Integrative Research Laboratories Sweden AB’s (IRLAB) Phase IIb REACT-PD trial results for pirepemat highlight both the promise and the complexity of targeting non-dopaminergic symptoms in Parkinson’s disease (PD), particularly falls and balance impairment, which remain major unmet needs, says GlobalData, a leading intelligence and productivity platform.
Presented at the AD/PD 2026 International Conference, the REACT-PD study evaluated pirepemat, an oral small molecule designed to enhance cortical neurotransmission by increasing synaptic dopamine and norepinephrine in the prefrontal cortex. This approach targets mesocortical dysfunction linked to executive impairment and postural instability, both key contributors to falls in PD.
Graysen Vigneux, Pharma Analyst at GlobalData, comments: “Falls, gait disturbances, and cognitive impairment remain difficult to manage with current dopaminergic therapies, highlighting a clear need for novel treatments targeting non-dopaminergic pathways. Pirepemat introduces a novel cortical-targeted approach in PD, with exposure–response data suggesting that efficacy may depend on precise dosing rather than fixed regimens.”

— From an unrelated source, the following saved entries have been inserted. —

PR #72, opened 2020-02-11
Fix upperbound check in EnumUtil.parseFromFlags()

nerzhulart:
Fix upperbound check in EnumUtil.parseFromFlags(). It was failing when trying to deserialize combination of last value in enum with some other value (see the test)

### DIFF
--- a/rd-kt/rd-core/src/commonMain/kotlin/com/jetbrains/rd/util/EnumUtil.kt
+++ b/rd-kt/rd-core/src/commonMain/kotlin/com/jetbrains/rd/util/EnumUtil.kt
@@ -9,7 +9,7 @@ inline fun <reified T:Enum<T>> parseFromOrdinal(ordinal: Int) : T {
 
 inline fun <reified T:Enum<T>> parseFromFlags(flags: Int) : EnumSet<T> {
     enumValues<T>().let { values ->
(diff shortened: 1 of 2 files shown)


rd-kt/rd-core/src/commonMain/kotlin/com/jetbrains/rd/util/EnumUtil.kt
```diff
@@ -9,7 +9,7 @@ inline fun <reified T:Enum<T>> parseFromOrdinal(ordinal: Int) : T {
 
 inline fun <reified T:Enum<T>> parseFromFlags(flags: Int) : EnumSet<T> {
     enumValues<T>().let { values ->
-        require(flags in 0..(1 shl (values.size - 1))) {"'$flags' not in range of ${T::class.simpleName} enum set: [0..${(1 shl (values.size - 1))})"}
+        require(flags in 0..(1 shl (values.size))) {"'$flags' not in range of ${T::class.simpleName} enum set: [0..${(1 shl (values.size - 1))})"}
```
knah: `0 .. ((1 shl values.size) - 1)` - the required range for a 3-flag enum is 000 to 111. Also, please fix the error string too.

PR #73, opened 2020-02-17
Close sockets immediately

ulex:
Motivation: most of the SocketWire tests are completed not due a proper interruption, but after a some magic timeout (you can observe it in test execution time and logs)
These delays became noticeable in the new unit test runner.

### DIFF
--- a/rd-net/RdFramework/Impl/SocketWire.cs
+++ b/rd-net/RdFramework/Impl/SocketWire.cs
@@ -470,12 +470,9 @@ namespace JetBrains.Rd.Impl
 
     public class Server : Base
     {
-      public Server(Lifetime lifetime, [NotNull] IScheduler scheduler, [CanBeNull] IPEndPoint endPoint = null, string optId = null) : this(lifetime, scheduler, CreateServerSocket(endPoint), optId)
-      {}
-
-      internal Server(Lifetime lifetime, IScheduler scheduler, Socket serverSocket, string optId = null) : base("ServerSocket-"+(optId ?? "<noname>"), lifetime, scheduler)
+      public Server(Lifetime lifetime, [NotNull] IScheduler scheduler, [CanBeNull] IPEndPoint endPoint = null, string optId = null) : this(lifetime, scheduler, optId)
       {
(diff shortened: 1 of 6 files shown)


rd-net/RdFramework/Impl/SocketWire.cs
```diff
@@ -376,14 +376,21 @@ protected void AddTerminationActions([NotNull] Thread receiverThread)
               Monitor.PulseAll(Lock);
             }
 
+            CloseServerSocket();
```
knah: Server socket is already closed on server lifetime termination on line 502 (old) / 513 (new).
However, due to LIFO termination order of lifetimes, AddTerminationAction (and Thread.Join) are executed before socket-closing action from CreateServerSocket.
A possibly better approach would be to move all thread-joining actions later in termination order by adding the to a child LifetimeDef added to wire lifetime early in wire lifecycle. It's up for discussion though.

ulex: Nice catch, thanks. Didn't expect to find CloseSocket there. Introducing a child lifetime seems like over engineering to me. What about a contract of ownership transfer when SocketWire is created? I updated the review.

rd-net/RdFramework/Impl/SocketWire.cs
```diff
@@ -617,7 +598,7 @@ public ServerFactory(Lifetime lifetime, IScheduler scheduler, IPEndPoint endpoin
         IPEndPoint endpoint = null
       )
       {
-        var serverSocket = Server.CreateServerSocket(lifetime, endpoint);
+        var serverSocket = Server.CreateServerSocket(endpoint);
```
knah: ServerFactory's serverSocket lifetime should be greater than lifetimes of individual Server instances it creates. As this is written right now, ServerFactory's socket will be closed after the first Server disconnects, which is not the desired behavior.

ulex: It does not work as you described (lifetime is common), but I have pushed theoretical fix.

PR #76, opened 2020-03-04
Change test annotations and junit versions to junit5

nicklyu:


rd-kt/rd-core/src/jvmTest/kotlin/com/jetbrains/rd/util/test/cases/LifetimeTest.kt
```diff
@@ -3,7 +3,6 @@ package com.jetbrains.rd.util.test.cases
 import com.jetbrains.rd.util.lifetime.*
 import com.jetbrains.rd.util.test.framework.RdTestBase
 import com.jetbrains.rd.util.threading.SpinWait
-import org.junit.Test
```
knah: Should we consistently use `org.junit.jupiter.api.Test` instead of `kotlin.test.Test` maybe?

nicklyu: Well, as I see, we use junit only in jvmTest submodule
I replaced all kotlin.test usages in jvmTest

operasfantom:
_KotlinJVMPlugin_ and corresponging tests in _rd-gen_ and _rd-text_ remained unchanged. But they still have _junitVersion_ which equals to 5.6.0. Should we bother about that?

operasfantom:
Seems like migration was finished successfully

PR #307, opened 2020-08-25
Update report-detail-type.ttl

DavidCrosswellGSQ:
Added State, Suburb, Postcode for the PGGD-03 and 04 forms.

### DIFF
--- a/vocabularies/report-detail-type.ttl
+++ b/vocabularies/report-detail-type.ttl
@@ -23,6 +23,9 @@
             rptdt:email,
             rptdt:operating-company,
             rptdt:phone,
+rptdt:state,
+rptdt:suburb,
+rptdt:postcode,
             rptdt:project-name,
             rptdt:reportable-incident .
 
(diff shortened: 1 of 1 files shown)


vocabularies/report-detail-type.ttl
```diff
@@ -23,6 +23,9 @@
             rptdt:email,
             rptdt:operating-company,
             rptdt:phone,
+rptdt:state,
+rptdt:suburb,
+rptdt:postcode,
```
KellyVance, line 28:
```suggestion
            rptdt:phone,
            rptdt:state,
            rptdt:suburb,
            rptdt:postcode,

```

Just to pretty it up.

KellyVance (approved):
Minor optional indent change suggest for aesthetics. But content and structure is good.

vocabularies/report-detail-type.ttl
DavidCrosswellGSQ: Good one - have changed the indent.

PR #310, opened 2020-08-31
Addition of Country Vocabulary

KellyVance:
Based off ISO 3166-1

Downloaded from http://dd.eionet.europa.eu/vocabulary/common/countries/view
converted rdf -> ttl using https://rdf-translator.appspot.com/
removed validation fails around multiple prefLabels per language.

Required for migration of Party data

### DIFF
--- a/vocabularies/countries.ttl
+++ b/vocabularies/countries.ttl
@@ -1,0 +1,8532 @@
+@prefix : <http://dd.eionet.europa.eu/property/> .
+@prefix adms: <http://www.w3.org/ns/adms#> .
+@prefix dcmit: <http://purl.org/dc/dcmitype/> .
+@prefix dcterms: <http://purl.org/dc/terms/> .
+@prefix owl: <http://www.w3.org/2002/07/owl#> .
+@prefix rdf: <http://www.w3.org/1999/02/22-rdf-syntax-ns#> .
+@prefix rdfs: <http://www.w3.org/2000/01/rdf-schema#> .
+@prefix skos: <http://www.w3.org/2004/02/skos/core#> .
+@prefix xml: <http://www.w3.org/XML/1998/namespace> .
+@prefix xsd: <http://www.w3.org/2001/XMLSchema#> .
+
+<http://dd.eionet.europa.eu/vocabulary/common/countries/AD> a skos:Concept ;
+    skos:exactMatch <http://dbpedia.org/resource/Andorra>,
+        <http://dd.eionet.europa.eu/vocabulary/cdda/regions/AND>,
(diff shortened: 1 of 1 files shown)


geoderekh (approved):
Approved. Datatype in the party data is not currently a vocab, and this will give us the URIs for country as per the data elements (also needed to resolve service desk request GDMPSD-142). 
@KellyVance please notify me of the link for the vocab when this branch is merged and the concepts are in vocprez.

DavidCrosswellGSQ:
@nicholascar Is there an active vocab with a SPARQL endpoint that we can use instead of creating our own?
Country doesn't appear to be in LOCI

Thanks, David

nicholascar:
DBPedia:  < http://dbpedia.org/sparql>

It’s certainly got everything you could ever want in there - everything in Wikipedia - but also a lot of junk you don’t want, e.g. see:

```
PREFIX dbo: <http://dbpedia.org/ontology/>
PREFIX dbr: <http://dbpedia.org/resource/>

SELECT ?country
WHERE {
 ?x a dbo:Country.
 ?x dbo:longName ?country.
}
ORDER BY ?country
LIMIT 100
```

I think WikiData  (<https://query.wikidata.org/>) is much higher quality so likely to have a much better list of real countries and perhaps even a way to query for current countries (as opposed to “Gaul” etc.) but can’t drum up a query for that this week as I’m out west (Winton) on holidays, so doing this on the phone.

DavidCrosswellGSQ (approved):

nicholascar:
Good to see `exactMatch` across to Geonames etc.

I’ll check with the OGC: perhaps either they have a good countries vocab or perhaps you can offload such a list to them and get a SPARQL endpoint out of it.

@rob-metalinkage, does the OGC have a countries vocab?

Future VocPrez versions will do multi-instance searching so your VP, if you keep upgrading (!) will be able to search directly across OGC vocabs without any effort.

rob-metalinkage:
OGC does not publish a countries vocabulary itself.

There are ISO and UNstats country codes. The SIRF project I ran at CSIRO loaded and cross-mapped these - but its no longer active :-( 

Country identification is a rather fraught political problem - we really need a UN solution to publishing this.  SIRF identified 29 different country vocabularies or identifier schemes present in the UN data archive :-)

geoderekh:
@KellyVance will we host this vocab on vocprez? if so, could you please let me know when you have refreshed the server so i can inform SRA of the URI to use.

KellyVance:
@DavidCrosswellGSQ my IP must have changed again and I can't access the graph to refresh the cache. Can you please oblige @geoderekh and push this update through?

PR #311, opened 2020-08-31
Added concept scheme preflabel and header info

DavidCrosswellGSQ:
Hi Vance,
I was too hasty in my previous approval of this vocab.
Have fixed the concept scheme.
Cheers, David


KellyVance (approved):
Well spotted.
Thanks for the pick-up
Approved

PR #318, opened 2020-09-18
Update gsq-roles.ttl

UbuntuScott:
Tidy up of DES roles, removing broader - narrower from data manager role

I've added a comment as a placeholder, further updates to follow conceptual discussions.


KellyVance (approved):
Changes make sense.
Passes all technical checks.
Approved!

The randomized, placebo-controlled REACT-PD study enrolled 104 patients across 38 European sites, evaluating 300 mg and 600 mg doses over 12 weeks. Although the 600 mg group showed a 42% reduction in fall rate, this did not reach statistical significance versus placebo, highlighting variability with fixed dosing.
A pharmacokinetic/pharmacodynamic analysis revealed a U-shaped exposure–response relationship, with the mid-exposure group achieving a statistically significant 31% reduction in falls (p<0.05), while low- and high-exposure groups showed no significant benefit. Improvements were not associated with changes in motor scores (MDS-UPDRS), supporting a non-dopaminergic mechanism.
Vigneux concludes: “The REACT-PD findings underscore both the opportunity and challenges of addressing non-dopaminergic symptoms in PD. With optimized dosing, pirepemat could emerge as a novel option in an area of high unmet need. However, this could present practical challenges in clinical adoption, as individualized dosing may require additional monitoring and titration compared to standard fixed-dose therapies.”